Brief:
The records below must be duplicated exactly, character for character.

----- Information shown -----

PR #2407, opened 2024-01-10
Refactor: create_directory responsibly

clarfonthey:
These are the first two commits of #2388 separated into their own PR. Specifically:

* At some point, `ensure_directory_exists` was made identical to `create_directory`. I removed the former and replaced all instances with the latter.
* A lot of methods were running `create_directory` iteratively on every component despite it using `create_dir_all` internally. I decided to update these to have fewer `create_directory` calls so they could be better tracked.

### DIFF
--- a/components/site/src/lib.rs
+++ b/components/site/src/lib.rs
@@ -638,7 +638,6 @@ impl Site {
         create_dirs: bool,
     ) -> Result<PathBuf> {
         let write_dirs = self.build_mode == BuildMode::Disk || create_dirs;
-        create_directory(&self.output_path)?;
 
         let mut site_path = RelativePathBuf::new();
         let mut current_path = self.output_path.to_path_buf();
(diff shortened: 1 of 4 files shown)


components/site/src/lib.rs
```diff
@@ -977,8 +970,6 @@ impl Site {
 
     /// What it says on the tin
     pub fn render_sitemap(&self) -> Result<()> {
-        ensure_directory_exists(&self.output_path)?;
```
Keats, line 980: I'd rather keep those around even if in theory it's already created elsewhere

Keats (changes requested):

components/site/src/lib.rs
clarfonthey: The reason why I removed it here is because `write_content` always creates directories when called, so, you can rely on that instead of creating them ahead of time.

This is why the only remaining instances where directories created are there, and when copying assets.

Keats: It's ok in the grand scheme of things but creates inter-dependencies in case we decide to not use write_content for some reason. Maybe it's fine.

clarfonthey: That's fair. My thought process was that we should delay creating the directory as long as possible to avoid making them unnecessarily, but I'm open to adding back in checks that are guarded on whether things will actually be written.

PR #2409, opened 2024-01-12
Add MIME type to `get_image_metadata`

clarfonthey:

This is required for OpenGraph under the `og:image:type` field, and probably other cases.

Also updated the documentation to clarify that `get_image_metadata` doesn't return the extension of the image, but the most common one for its format, so for example `image.jpeg` will show its format as `jpg`.


Keats (approved):

Keats:
Thanks!

PR #2419, opened 2024-01-22
Refactor: add BuildMode::Skip

clarfonthey:

**Note: this is rebased on top of #2418, and that should be merged first.**

This is an attempt at incorporating the refactoring done in #2388 without changing behaviour. It helps pave a path toward `render = false` for pages while making things a bit more consistent for the existing `render = false` for sections and taxonomies.

Effectively, `render = false` will still add things to the library, but their pages and aliases won't be rendered. We could potentially convert having `aliases` for something `render = false` to a hard error, but at least for now, it makes no sense to create links to something that isn't actually rendered.

### DIFF
--- a/components/site/src/lib.rs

-----

Response:
PR #2407, opened 2024-01-10
Refactor: create_directory responsibly

clarfonthey:
These are the first two commits of #2388 separated into their own PR. Specifically:

* At some point, `ensure_directory_exists` was made identical to `create_directory`. I removed the former and replaced all instances with the latter.
* A lot of methods were running `create_directory` iteratively on every component despite it using `create_dir_all` internally. I decided to update these to have fewer `create_directory` calls so they could be better tracked.

### DIFF
--- a/components/site/src/lib.rs
+++ b/components/site/src/lib.rs
@@ -638,7 +638,6 @@ impl Site {
         create_dirs: bool,
     ) -> Result<PathBuf> {
         let write_dirs = self.build_mode == BuildMode::Disk || create_dirs;
-        create_directory(&self.output_path)?;
 
         let mut site_path = RelativePathBuf::new();
         let mut current_path = self.output_path.to_path_buf();
(diff shortened: 1 of 4 files shown)


components/site/src/lib.rs
```diff
@@ -977,8 +970,6 @@ impl Site {
 
     /// What it says on the tin
     pub fn render_sitemap(&self) -> Result<()> {
-        ensure_directory_exists(&self.output_path)?;
```
Keats, line 980: I'd rather keep those around even if in theory it's already created elsewhere

Keats (changes requested):

components/site/src/lib.rs
clarfonthey: The reason why I removed it here is because `write_content` always creates directories when called, so, you can rely on that instead of creating them ahead of time.

This is why the only remaining instances where directories created are there, and when copying assets.

Keats: It's ok in the grand scheme of things but creates inter-dependencies in case we decide to not use write_content for some reason. Maybe it's fine.

clarfonthey: That's fair. My thought process was that we should delay creating the directory as long as possible to avoid making them unnecessarily, but I'm open to adding back in checks that are guarded on whether things will actually be written.

PR #2409, opened 2024-01-12
Add MIME type to `get_image_metadata`

clarfonthey:

This is required for OpenGraph under the `og:image:type` field, and probably other cases.

Also updated the documentation to clarify that `get_image_metadata` doesn't return the extension of the image, but the most common one for its format, so for example `image.jpeg` will show its format as `jpg`.


Keats (approved):

Keats:
Thanks!

PR #2419, opened 2024-01-22
Refactor: add BuildMode::Skip

clarfonthey:

**Note: this is rebased on top of #2418, and that should be merged first.**

This is an attempt at incorporating the refactoring done in #2388 without changing behaviour. It helps pave a path toward `render = false` for pages while making things a bit more consistent for the existing `render = false` for sections and taxonomies.

Effectively, `render = false` will still add things to the library, but their pages and aliases won't be rendered. We could potentially convert having `aliases` for something `render = false` to a hard error, but at least for now, it makes no sense to create links to something that isn't actually rendered.

### DIFF
--- a/components/site/src/lib.rs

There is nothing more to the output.